Records drawn from a dataset
PR #1657, opened 2024-04-26
chore: extract some more crates from `engine`

obmarg:
The validation in engine is currently used for two things: 

1. Validating requests in the executor
2. Some caching stuff in the gateway.

I've updated the validation code to use registry-v2, which is fine.  But the cachng code in the gateway does not use registry-v2, but still needs to use the validation code.  Oh dear.

I'm probably going to make the code generic over registry types or something, but I figured I might as well split it out into it's own crate before doing that.  I did this but then discovered a few bits of engine it still needed, so I split those out as well.

I was probably going to need `scalars` in it's own crate anyway, as registry-v1 needs to know about the custom scalars in order to feed registry-v2 valid schemas when these custom scalars are  being used.


yoav-lavi (approved):

yoav-lavi:
Nice!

__What this task involves__
Return every line of the entries above that the string "registry" appears in.

__The answer__
I've updated the validation code to use registry-v2, which is fine.  But the cachng code in the gateway does not use registry-v2, but still needs to use the validation code.  Oh dear.
I'm probably going to make the code generic over registry types or something, but I figured I might as well split it out into it's own crate before doing that.  I did this but then discovered a few bits of engine it still needed, so I split those out as well.
I was probably going to need `scalars` in it's own crate anyway, as registry-v1 needs to know about the custom scalars in order to feed registry-v2 valid schemas when these custom scalars are  being used.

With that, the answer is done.